Take the entries below and print, exactly, the stretch from the line containing "# uncomment the" through the line containing "This is a strong quote 👍", both included.

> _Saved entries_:

:::::

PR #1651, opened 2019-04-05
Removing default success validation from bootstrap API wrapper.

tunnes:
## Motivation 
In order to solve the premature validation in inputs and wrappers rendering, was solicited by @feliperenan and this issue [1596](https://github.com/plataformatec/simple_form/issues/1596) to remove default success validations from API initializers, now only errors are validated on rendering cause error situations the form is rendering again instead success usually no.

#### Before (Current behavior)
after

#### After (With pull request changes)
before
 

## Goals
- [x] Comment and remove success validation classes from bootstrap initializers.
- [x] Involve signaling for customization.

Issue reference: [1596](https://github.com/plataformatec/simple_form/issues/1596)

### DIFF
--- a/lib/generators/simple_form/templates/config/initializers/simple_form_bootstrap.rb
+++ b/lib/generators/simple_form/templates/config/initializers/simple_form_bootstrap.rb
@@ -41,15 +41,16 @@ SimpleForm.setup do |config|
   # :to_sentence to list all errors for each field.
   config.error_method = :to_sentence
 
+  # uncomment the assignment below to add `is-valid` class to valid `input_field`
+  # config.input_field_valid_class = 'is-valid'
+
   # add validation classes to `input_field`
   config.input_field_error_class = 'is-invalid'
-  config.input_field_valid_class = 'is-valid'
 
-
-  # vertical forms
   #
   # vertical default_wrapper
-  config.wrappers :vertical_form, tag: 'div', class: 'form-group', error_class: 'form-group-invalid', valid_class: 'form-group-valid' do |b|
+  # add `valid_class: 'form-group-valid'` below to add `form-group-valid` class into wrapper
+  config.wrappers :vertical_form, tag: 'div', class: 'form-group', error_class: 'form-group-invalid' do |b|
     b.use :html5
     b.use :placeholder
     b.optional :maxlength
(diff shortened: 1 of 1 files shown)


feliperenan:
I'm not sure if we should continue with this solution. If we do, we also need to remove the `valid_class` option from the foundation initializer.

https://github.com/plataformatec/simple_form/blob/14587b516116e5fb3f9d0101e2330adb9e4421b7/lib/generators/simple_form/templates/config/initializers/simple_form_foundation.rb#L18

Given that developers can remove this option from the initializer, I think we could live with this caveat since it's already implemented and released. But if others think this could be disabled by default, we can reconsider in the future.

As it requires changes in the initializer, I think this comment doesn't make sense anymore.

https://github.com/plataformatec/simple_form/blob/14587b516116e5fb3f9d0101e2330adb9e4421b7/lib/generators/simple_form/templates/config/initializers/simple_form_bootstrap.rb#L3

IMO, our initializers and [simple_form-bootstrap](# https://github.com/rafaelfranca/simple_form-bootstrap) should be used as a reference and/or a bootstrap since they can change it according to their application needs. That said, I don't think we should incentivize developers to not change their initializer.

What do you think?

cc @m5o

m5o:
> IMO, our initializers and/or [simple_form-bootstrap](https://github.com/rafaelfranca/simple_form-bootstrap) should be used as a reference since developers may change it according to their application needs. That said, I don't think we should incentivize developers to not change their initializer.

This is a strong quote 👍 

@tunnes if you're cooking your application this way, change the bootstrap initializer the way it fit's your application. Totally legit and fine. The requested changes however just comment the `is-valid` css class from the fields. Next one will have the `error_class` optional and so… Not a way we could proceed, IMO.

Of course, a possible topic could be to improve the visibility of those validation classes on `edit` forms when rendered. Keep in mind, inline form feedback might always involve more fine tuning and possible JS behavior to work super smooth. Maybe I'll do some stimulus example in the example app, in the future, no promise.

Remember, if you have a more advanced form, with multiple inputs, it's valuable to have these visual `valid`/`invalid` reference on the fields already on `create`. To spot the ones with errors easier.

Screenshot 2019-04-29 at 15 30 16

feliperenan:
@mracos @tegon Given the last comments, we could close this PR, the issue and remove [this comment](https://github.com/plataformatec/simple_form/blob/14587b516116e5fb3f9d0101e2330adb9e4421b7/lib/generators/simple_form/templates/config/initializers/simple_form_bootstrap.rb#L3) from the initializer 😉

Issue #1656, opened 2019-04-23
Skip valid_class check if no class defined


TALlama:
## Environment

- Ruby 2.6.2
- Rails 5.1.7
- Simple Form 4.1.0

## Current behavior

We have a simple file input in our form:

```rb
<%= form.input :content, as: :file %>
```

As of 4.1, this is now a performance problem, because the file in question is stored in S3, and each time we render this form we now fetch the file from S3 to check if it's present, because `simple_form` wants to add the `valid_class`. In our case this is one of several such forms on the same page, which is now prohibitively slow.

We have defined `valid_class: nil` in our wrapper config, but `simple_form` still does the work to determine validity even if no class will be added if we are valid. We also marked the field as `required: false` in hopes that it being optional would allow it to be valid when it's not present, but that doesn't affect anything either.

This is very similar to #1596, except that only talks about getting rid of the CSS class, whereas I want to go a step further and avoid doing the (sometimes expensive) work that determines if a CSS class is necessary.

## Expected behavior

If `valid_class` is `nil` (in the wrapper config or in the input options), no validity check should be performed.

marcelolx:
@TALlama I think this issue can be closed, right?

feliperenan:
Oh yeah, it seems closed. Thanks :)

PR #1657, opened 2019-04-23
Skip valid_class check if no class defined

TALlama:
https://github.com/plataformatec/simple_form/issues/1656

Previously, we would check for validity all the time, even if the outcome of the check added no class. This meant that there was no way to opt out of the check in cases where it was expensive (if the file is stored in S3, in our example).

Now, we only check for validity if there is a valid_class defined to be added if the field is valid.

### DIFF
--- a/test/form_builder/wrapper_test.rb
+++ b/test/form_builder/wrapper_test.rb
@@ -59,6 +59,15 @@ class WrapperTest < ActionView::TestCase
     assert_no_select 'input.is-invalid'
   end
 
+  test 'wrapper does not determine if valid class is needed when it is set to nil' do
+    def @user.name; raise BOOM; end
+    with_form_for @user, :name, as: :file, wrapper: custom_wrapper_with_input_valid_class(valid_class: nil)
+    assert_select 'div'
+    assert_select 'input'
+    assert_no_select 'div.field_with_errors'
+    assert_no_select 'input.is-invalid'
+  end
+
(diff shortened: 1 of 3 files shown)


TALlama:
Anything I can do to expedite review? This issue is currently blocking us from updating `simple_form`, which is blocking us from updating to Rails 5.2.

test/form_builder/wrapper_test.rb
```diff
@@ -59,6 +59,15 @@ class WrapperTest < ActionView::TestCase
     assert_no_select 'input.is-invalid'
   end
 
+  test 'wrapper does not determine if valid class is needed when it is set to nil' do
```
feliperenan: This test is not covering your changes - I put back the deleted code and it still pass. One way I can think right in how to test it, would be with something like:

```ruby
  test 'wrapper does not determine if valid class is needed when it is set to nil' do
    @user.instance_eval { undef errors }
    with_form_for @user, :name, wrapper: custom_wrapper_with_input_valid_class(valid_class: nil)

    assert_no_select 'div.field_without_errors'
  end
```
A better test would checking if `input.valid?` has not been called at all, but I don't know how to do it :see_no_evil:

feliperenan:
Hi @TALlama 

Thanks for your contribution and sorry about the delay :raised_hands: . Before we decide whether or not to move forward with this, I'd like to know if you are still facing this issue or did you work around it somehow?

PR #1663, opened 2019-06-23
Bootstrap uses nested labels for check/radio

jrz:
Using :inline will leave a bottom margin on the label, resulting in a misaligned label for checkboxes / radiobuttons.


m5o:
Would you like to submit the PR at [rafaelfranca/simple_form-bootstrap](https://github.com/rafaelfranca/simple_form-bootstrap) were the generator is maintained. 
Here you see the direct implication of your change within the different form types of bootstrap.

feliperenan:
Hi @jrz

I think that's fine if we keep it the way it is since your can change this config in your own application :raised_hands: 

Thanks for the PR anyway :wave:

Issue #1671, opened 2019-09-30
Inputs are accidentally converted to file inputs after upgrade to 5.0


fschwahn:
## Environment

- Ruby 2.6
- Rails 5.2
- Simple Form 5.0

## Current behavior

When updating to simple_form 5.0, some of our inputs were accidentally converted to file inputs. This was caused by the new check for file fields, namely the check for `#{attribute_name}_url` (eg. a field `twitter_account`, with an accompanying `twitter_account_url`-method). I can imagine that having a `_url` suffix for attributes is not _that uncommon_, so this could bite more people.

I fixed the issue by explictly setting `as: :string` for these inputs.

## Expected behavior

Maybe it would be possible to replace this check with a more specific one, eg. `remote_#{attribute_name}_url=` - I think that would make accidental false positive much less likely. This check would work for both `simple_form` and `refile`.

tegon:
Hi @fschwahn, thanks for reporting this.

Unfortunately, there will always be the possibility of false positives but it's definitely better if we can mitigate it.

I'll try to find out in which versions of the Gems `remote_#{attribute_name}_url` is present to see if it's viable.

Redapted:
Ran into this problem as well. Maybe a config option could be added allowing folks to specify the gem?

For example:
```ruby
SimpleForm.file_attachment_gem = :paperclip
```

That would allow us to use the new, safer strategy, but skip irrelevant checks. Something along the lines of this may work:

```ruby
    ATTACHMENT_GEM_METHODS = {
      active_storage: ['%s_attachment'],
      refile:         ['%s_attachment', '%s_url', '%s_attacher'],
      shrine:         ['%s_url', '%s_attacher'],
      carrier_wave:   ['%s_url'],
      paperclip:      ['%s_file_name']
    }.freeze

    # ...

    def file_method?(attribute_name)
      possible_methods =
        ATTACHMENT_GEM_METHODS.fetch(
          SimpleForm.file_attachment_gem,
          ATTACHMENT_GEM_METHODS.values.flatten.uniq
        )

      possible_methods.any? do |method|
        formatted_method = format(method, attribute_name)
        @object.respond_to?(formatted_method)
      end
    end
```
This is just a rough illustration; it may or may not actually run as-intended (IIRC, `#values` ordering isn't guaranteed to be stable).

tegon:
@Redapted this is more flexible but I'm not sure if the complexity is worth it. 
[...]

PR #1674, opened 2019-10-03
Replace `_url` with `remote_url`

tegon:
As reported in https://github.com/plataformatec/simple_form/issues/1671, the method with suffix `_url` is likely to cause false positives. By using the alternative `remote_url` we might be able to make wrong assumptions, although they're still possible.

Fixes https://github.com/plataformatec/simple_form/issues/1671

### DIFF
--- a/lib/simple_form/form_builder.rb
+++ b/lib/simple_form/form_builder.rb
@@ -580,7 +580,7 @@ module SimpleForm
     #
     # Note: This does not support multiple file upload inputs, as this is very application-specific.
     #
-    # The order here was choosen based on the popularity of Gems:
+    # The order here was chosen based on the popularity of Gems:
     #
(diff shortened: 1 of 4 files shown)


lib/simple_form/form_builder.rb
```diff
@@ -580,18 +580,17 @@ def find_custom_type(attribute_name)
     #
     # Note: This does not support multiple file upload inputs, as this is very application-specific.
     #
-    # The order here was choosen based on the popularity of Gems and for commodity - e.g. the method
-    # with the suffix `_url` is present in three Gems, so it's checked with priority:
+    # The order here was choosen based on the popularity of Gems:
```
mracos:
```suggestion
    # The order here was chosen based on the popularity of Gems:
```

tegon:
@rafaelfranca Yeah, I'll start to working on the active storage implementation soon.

:::::

> _Solved exercise_:
+  # uncomment the assignment below to add `is-valid` class to valid `input_field`
+  # config.input_field_valid_class = 'is-valid'
+
   # add validation classes to `input_field`
   config.input_field_error_class = 'is-invalid'
-  config.input_field_valid_class = 'is-valid'
 
-
-  # vertical forms
   #
   # vertical default_wrapper
-  config.wrappers :vertical_form, tag: 'div', class: 'form-group', error_class: 'form-group-invalid', valid_class: 'form-group-valid' do |b|
+  # add `valid_class: 'form-group-valid'` below to add `form-group-valid` class into wrapper
+  config.wrappers :vertical_form, tag: 'div', class: 'form-group', error_class: 'form-group-invalid' do |b|
     b.use :html5
     b.use :placeholder
     b.optional :maxlength
(diff shortened: 1 of 1 files shown)


feliperenan:
I'm not sure if we should continue with this solution. If we do, we also need to remove the `valid_class` option from the foundation initializer.

https://github.com/plataformatec/simple_form/blob/14587b516116e5fb3f9d0101e2330adb9e4421b7/lib/generators/simple_form/templates/config/initializers/simple_form_foundation.rb#L18

Given that developers can remove this option from the initializer, I think we could live with this caveat since it's already implemented and released. But if others think this could be disabled by default, we can reconsider in the future.

As it requires changes in the initializer, I think this comment doesn't make sense anymore.

https://github.com/plataformatec/simple_form/blob/14587b516116e5fb3f9d0101e2330adb9e4421b7/lib/generators/simple_form/templates/config/initializers/simple_form_bootstrap.rb#L3

IMO, our initializers and [simple_form-bootstrap](# https://github.com/rafaelfranca/simple_form-bootstrap) should be used as a reference and/or a bootstrap since they can change it according to their application needs. That said, I don't think we should incentivize developers to not change their initializer.

What do you think?

cc @m5o

m5o:
> IMO, our initializers and/or [simple_form-bootstrap](https://github.com/rafaelfranca/simple_form-bootstrap) should be used as a reference since developers may change it according to their application needs. That said, I don't think we should incentivize developers to not change their initializer.

This is a strong quote 👍 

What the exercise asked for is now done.